12. Ceza Dairesi Esas No: 2019/7132 Karar No: 2020/5645 Karar Tarihi: 03.11.2020
Taksirle yaralama - Yargıtay 12. Ceza Dairesi 2019/7132 Esas 2020/5645 Karar Sayılı İlamı
Özet:
Asliye Ceza Mahkemesi tarafından taksirle yaralamadan suçlu bulunan sanıkların temyiz itirazları değerlendirildi. TCK'nın 89/1, 2-a-b, 62. maddeleri gereğince mahkumiyet hükmü verildi.

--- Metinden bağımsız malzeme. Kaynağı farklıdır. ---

PR #2500, opened 2023-04-16
savedata: Fix requiredKiB not being set to 0 when all executed nicely

EXtremeExploit:
So turns out that requiredKiB is not always initialized to 0 ingame, so it ended up being a pointer to garbage and stayed garbage cause we dont do nothing to it, so we have to set it to 0 it ourselves, this fixes minecraft saying that theres no free space

### DIFF
--- a/vita3k/modules/SceAppUtil/SceAppUtil.cpp
+++ b/vita3k/modules/SceAppUtil/SceAppUtil.cpp
@@ -262,6 +262,11 @@ EXPORT(int, sceAppUtilSaveDataDataSave, SceAppUtilSaveDataFileSlot *slot, SceApp
     TRACY_FUNC(sceAppUtilSaveDataDataSave, slot, files, fileNum, mountPoint, requiredSizeKiB);
     SceUID fd;
 
+    if (requiredSizeKiB)
+        // requiredSizeKiB must be set to 0 if there is enough space available
+        // else we need to set it to the space needed in KiB (TODO)
+        *requiredSizeKiB = 0;
+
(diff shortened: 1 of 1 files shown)


Zangetsu38 (approved):

vita3k/modules/SceAppUtil/SceAppUtil.cpp
```diff
@@ -262,6 +262,9 @@ EXPORT(int, sceAppUtilSaveDataDataSave, SceAppUtilSaveDataFileSlot *slot, SceApp
     TRACY_FUNC(sceAppUtilSaveDataDataSave, slot, files, fileNum, mountPoint, requiredSizeKiB);
     SceUID fd;
 
+    if (requiredSizeKiB)
+        *requiredSizeKiB = 0; // Set this to 0 as its not always initialized to 0 and 0 is expected when all is good (afternoon)
```
Macdu, line 266: requiredSizeKiB should be set to the size required for the save file if there is not enough space available.
If there is enough space available, it must be set to 0.
We always assume there is enough space available, so this is the correct behavior, please just update the comment to make it easier to understand, like:
`// requiredSizeKiB must be set to 0 if there is enough space available`

EXtremeExploit: Is what i pushed better now?

Macdu: Fine for me, although I don't think the TODO is necessary: I don't see a reason to emulate the fact that there is no more storage space available on the PS Vita.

Taksirle yaralama suçu için ceza miktarı üç aydan bir yıla kadar hapis veya adli para cezasıdır. 5271 sayılı CMK'nın 251. maddesi uyarınca üst sınırı iki yıl veya daha az süreli hapis cezasını gerektiren suçlarda basit yargılama usulünün uygulanması mümkündür. Anayasa Mahkemesi kararları geriye yürümediği için sanık lehine olan uygulamanın belirlenerek yerine getirilmesi gerekmektedir. Bu karar şartlarına uyulmadığı için hüküm bozuldu. Kanun maddeleri ise şunlardır: TCK'nın 89/1, 2-a-b, 62. maddeleri ve CMK'nın 251. maddesi.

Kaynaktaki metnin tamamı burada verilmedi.